Sws101_ journal6
Learning x86-64 Assembly: Part 0 - Setup and First Steps
Introduction to x86-64 Assembly Programming
Assembly language is a low-level programming language that allows direct interaction with a computer’s CPU and memory. It’s a human-readable form of machine code, enabling programmers to write highly efficient and optimized programs, often used for system programming and performance-critical tasks.
Getting the Tools
Assembler
CPUs run machine code, which is hard for humans to read. Assembly language makes it readable, and an assembler converts it into machine code. There are many assemblers for x86-64, each with its own features.

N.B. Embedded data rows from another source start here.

PR #351, opened 2018-03-19
Replace unsuported markdown bits

binaryfunt:
e.g. :heavy_check_mark: does not format correctly in the docs website. Replaced with bullets


TylerMSFT:
Hi - this is a temporary issue and they will start rendering correctly again soon. Let's leave them as they are for now.

PR #427, opened 2018-04-09
Add C++/WinRT cross-link to C++/CX migration page

citelao:


mikematteson:
@stevewhims : PR **passed** [PR acceptance checklist](https://review.docs.microsoft.com/en-us/windows-authoring-guide/managing-contributions/editorial-checklist?branch=master). Please evaluate further and approve/merge if appropriate. Thanks!

stevewhims:
This topic **is a topic in the C++/WinRT section of the docs**. It's not a topic in the C++/CX docset, hence I included a link to the C++/CX docset. Is the intent of this PR to solve the issue of folks having dropped into this topic, and finding themselves in need of an "Intro to C++/WinRT" topic? If so, then solving that problem properly would involve replacing every occurrence of the string "C++/WinRT" in the C++/WinRT docs with a hyperlink to the "Intro to C++/WinRT" topic. Which feels very wrong to me. Hence, it feels wrong in this special case. Once a reader lands on this topic, or any of its siblings in the C++/WinRT docs, the table of contents in the browser shows them what topics are available, including the Intro topic. *That* feels like the solution. Whenever there's a mention of "C++/WinRT" *outside of* the context of the C++/WinRT docs, then we'll use that mention to link to the index page. But here we're already in there, so no need for a link IMO.

citelao:
@stevewhims I appreciate that reasoning. I added the crosslink for exactly the reason you mentioned.

I'm used to following the Wikipedia style for this, where the first instance of key words should be linked, no matter what. I think the table of contents is a good mitigator, but I think that cross-links are generally helpful. Of course, that's a decision for y'all on the content teams :)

Flat Assembler (FASM) is small, easy to use, and includes useful features like a macro system and an editor.
Debugger
A debugger is a tool used to test and debug programs by allowing developers to examine the program’s execution
WinDbg is being used in debugging because it is suitable for 64-bit programs, unlike OllyDbg, which is only for 32-bit.
A 10000-foot view
CPUs can perform a fixed set of tasks known as an “instruction set.” Each instruction is a simple command, like writing a value to memory or multiplying values in registers. This basic model of CPU operation helps in understanding low-level programming and debugging. High-level concepts in programming ultimately map to these simple instructions, so knowing this mapping is essential for effective low-level work.
Registers
Registers in x86-64 are small, fast memory locations within the CPU that provide quick access to data. Think of them as special compartments where the CPU stores and processes information. There are sixteen general-purpose registers, each capable of holding 64 bits of data.

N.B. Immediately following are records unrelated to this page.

PR #428, opened 2018-04-10
Add install of package coremltool

b02902131:
```
$ pip install coremltool
```
The command will fail because there is no suitable wheel package on pypi for windows.
```
$ pip install git+https://github.com/apple/coremltools
```
This command works.

Add this into this great article to make it even better.
In case there will still be someone who encounter the same problem.


mikematteson:
@serenaz: PR **passed** acceptance checklist. Please evaluate further and approve/merge if appropriate. Thanks!

serenaz (approved):
Thanks for the PR :)

PR #486, opened 2018-04-23
Update WDP API docs to reflect latest 1805 endpoints

WilliamsJason:
This PR should not be completed until the 1805 Xbox recovery ships. If there is a better holding branch to make the PR into, that would be awesome.


mikematteson:
Email sent to @WilliamsJason  and @mtoepke about alternative handling of this submission.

Registers like rax, rbx, and rcx are used for storing numbers or performing calculations.
The rsp register keeps track of the stack, while the rip register remembers the next instruction the CPU should execute.
The rflags register monitors different conditions during calculations.

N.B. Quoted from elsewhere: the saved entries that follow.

PR #500, opened 2018-04-28
Update sensor-orientation.md

Cloud-Writer:
From content request 80831 filed by Rob Caplan and approved by John Hornick: The columns in the current version of the article correctly describe landscape-first devices, but there is no information about what portrait-first devices should see, so that needs to be added.


Kellylorenebaker:
@GrantMeStrength : PR passes checklist review.

PR #549, opened 2018-05-10
Update icons.md

c16u:
Replaced two hyphens with the em dash.


mikematteson:
@mijacobs  : PR **passed** acceptance checklist. Please evaluate further, and note the following:
- Double hyphen replaced with em dash; better to use HTML entity code?

mijacobs (approved):

PR #2491, opened 2020-05-26
TabItems is the Content property now

michael-hawker:
This was updated to not be needed: https://github.com/microsoft/microsoft-ui-xaml/pull/1845


hickeys:
#sign-off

Register | Lower byte | Lower word | Lower dword |
---|---|---|---|
rax | al | ax | eax |
rbx | bl | bx | ebx |
rcx | cl | cx | ecx |
rdx | dl | dx | edx |
rsp | spl | sp | esp |
rsi | sil | si | esi |
rdi | dil | di | edi |
rbp | bpl | bp | ebp |
r8 | r8b | r8w | r8d |
r9 | r9b | r9w | r9d |
r10 | r10b | r10w | r10d |
r11 | r11b | r11w | r11d |
r12 | r12b | r12w | r12d |
r13 | r13b | r13w | r13d |
r14 | r14b | r14w | r14d |
r15 | r15b | r15w | r15d |
Memory and Addresses
Memory in a computer is like a big list of tiny storage spaces, each with a unique address. Modern systems use virtual memory, where each process has its own continuous address space managed by the OS.
In x86-64, memory is a flat array of bytes starting from 0. The OS and computer work together to give each program its own virtual address space, preventing interference.
In most computers, instructions and data are stored in the same memory (von Neumann model). Some systems, like Arduinos, use the Harvard model, where instructions and data are kept separate.
First Program
first program in x86-64 assembly:
1
2
3
4
5
6
7
format PE64 NX GUI 6.0
entry start
section '.text' code readable executable
start:
int3
ret
analyzing
- format PE64 NX GUI 6.0: Tells FASM to create a 64-bit Windows executable.
- entry start: Defines the starting point of the program.
- section ‘.text’ code readable executable: Declares a section for executable code.
- start: A label marking the entry point.
- int3: Triggers a breakpoint for debugging.
- ret: Returns to the OS, ending the program.